Joel Klein, former chancellor of New York City schools, said Friday that a single evaluation system statewide would be a big, easy target for unions to go after and pick apart.
"As long as they're meaningful systems that have effective criteria for evaluation that are transparent and will lead to meaningful accountability, that's where we learn from each other," said Mr. Klein, who now works for News Corp., which owns The Wall Street Journal.
In 2011, however, when Mr. King tried to give more weight to state standardized tests, the union sued and slowed implementation across the state as districts waited for courts to decide the matter. In February, after Gov. Andrew Cuomo put a spotlight on the issue and threatened to push through an alternate resolution, the state and the New York State United Teachers settled. Meanwhile, Mr. Cuomo set a deadline of January 2013 for districts to have their local plans in effect or lose up to 4% of their state aid.

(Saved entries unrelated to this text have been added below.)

PR #287, opened 2023-03-21
Fix encoder-decoder splitting for cases where ipus have 0 layers

jimypbr:
# What does this PR do?

Fixes # (issue)

Now correctly splits cases where `layers_per_ipu` has 0s in it. Examples:
```
ipu_config = IPUConfig(layers_per_ipu=[1, 2, 3, 0, 5, 6, 7, 8]) -> [1, 2, 3, 0] / [5, 6, 7, 8]
ipu_config = IPUConfig(layers_per_ipu=[0, 6, 0, 6]) -> [0, 6] / [0, 6]
ipu_config = IPUConfig(layers_per_ipu=[3, 0, 3, 0, 0, 7]) -> [3, 0, 3, 0] / [0, 7]
```

## Before submitting

### DIFF
--- a/optimum/graphcore/modeling_utils.py
+++ b/optimum/graphcore/modeling_utils.py
@@ -350,6 +350,9 @@ def split_encoder_decoder_ipu_config(
             f"\tipu_config.layers_per_ipu={ipu_config.layers_per_ipu}\n"
             f"\tnum_encoder_layers={num_encoder_layers}\n"
             f"\tnum_decoder_layers={num_decoder_layers}\n"
+            "Possible causes: \n"
+            "Encoder and decoder layers cannot be placed on the same IPUs.\n"
+            "The encoder and decoder layers_per_ipu splits each need a number of devices that's a power of 2."
         )
     ipu_configs["encoder"].layers_per_ipu = layers_per_ipu[:cut]
     ipu_configs["decoder"].layers_per_ipu = layers_per_ipu[cut:]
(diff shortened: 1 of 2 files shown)


optimum/graphcore/modeling_utils.py
```diff
@@ -341,7 +341,8 @@ def split_encoder_decoder_ipu_config(
     layers_per_ipu = _expand_layers_per_ipu_wildcard(ipu_config, num_encoder_layers + num_decoder_layers)
     cumsum = [sum(layers_per_ipu[: i + 1]) for i in range(len(layers_per_ipu))]
     try:
-        cut = [i + 1 for i, c in enumerate(cumsum) if c == num_encoder_layers][-1]
+        cut = [i + 1 for i, c in enumerate(cumsum) if c == num_encoder_layers]
+        cut = max([num for num in cut if num & (num - 1) == 0])
     except:
         raise IncompatibleIPUConfigError(
             f"Unable to find valid split of ipu_config.layers_per_ipu\n"
```
kundaMwiza, line 348: Cool. Something minor, can we update the error to let the user know that:
- for generation, they cannot place enocder and decoder layers on the same IPU
- the last encoder layer has to occur on an IPU that is a power of 2

jimypbr: > for generation, they cannot place enocder and decoder layers on the same IPU
Yep I'll add that to the error message

> the last encoder layer has to occur on an IPU that is a power of 2
I don't think that's the case. If, for some reason, you have the edge case of `layers_per_ipu=[1, 2, 3, 0, 0, 2]` it will cut it at the next power of 2. So that will become `[1, 2, 3, 0] / [0, 2]`

kundaMwiza: yep, I guess I meant something that tells the user about the fact that the encoder and decoder both need ipu devices that have 2**n ipus

kundaMwiza (approved):
LGTM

Carol Burris, a principal in Rockville Centre who is an outspoken opponent of standardized testing, said her district was working on a system that included some schoolwide averages to blunt the effect of a single test score and recognize that children are influenced by all of their teachers. That is a pattern popping up in other districts, too. In the Long Island hamlet of Bellmore, state English exam scores will be factored into the performance reviews for sixth-grade science teachers.
"Science teachers do contribute to literacy in English," Ms. Burris said. "Even the phys-ed teacher who keeps kids fit and healthy...in a sense affects the performance of that child on other exams."
Meanwhile, the appeals process for poor ratings—which had been a major sticking point between city officials and the union in New York City—also varies from district to district. In Kings Park on Long Island, the superintendent has the final say. But in Schenectady, the superintendent doesn't have as much power. Appeals go to a four-person panel, with two members chosen by the superintendent and the other two by the union.
Distinguishing good teachers from poor ones is no easy task. Research in the field is in its infancy. Administrators and district officials say any method is better than the one it replaces in most districts: a simple thumbs up or thumbs down on job performance, with nearly all teachers receiving a "satisfactory" rating. In New York City, less than 1% of teachers were rated "unsatisfactory" in 2005-06.
There is agreement that effective teaching can best be measured through several different methods, such as pairing analysis of student test scores with principals' observations.
The new system is supposed to serve two purposes. Unions say it will be more instructive for teachers, giving them insight into what they need to work on and guiding them through required professional development for poorly rated teachers.
New York City Mayor Michael Bloomberg and others pushing to remake the system also hope getting rid of bad teachers will be faster and easier. Whether it will work in practice remains to be seen, and it relies on principals and superintendents effectively using the plans they've created, said Sandi Jacobs, a vice president with the National Council on Teacher Quality, a nonprofit organization.
"Administrators are going to have to use the system well," she said. "They're going to have to be willing to have hard conversations. It's not just about documenting it on a piece of paper."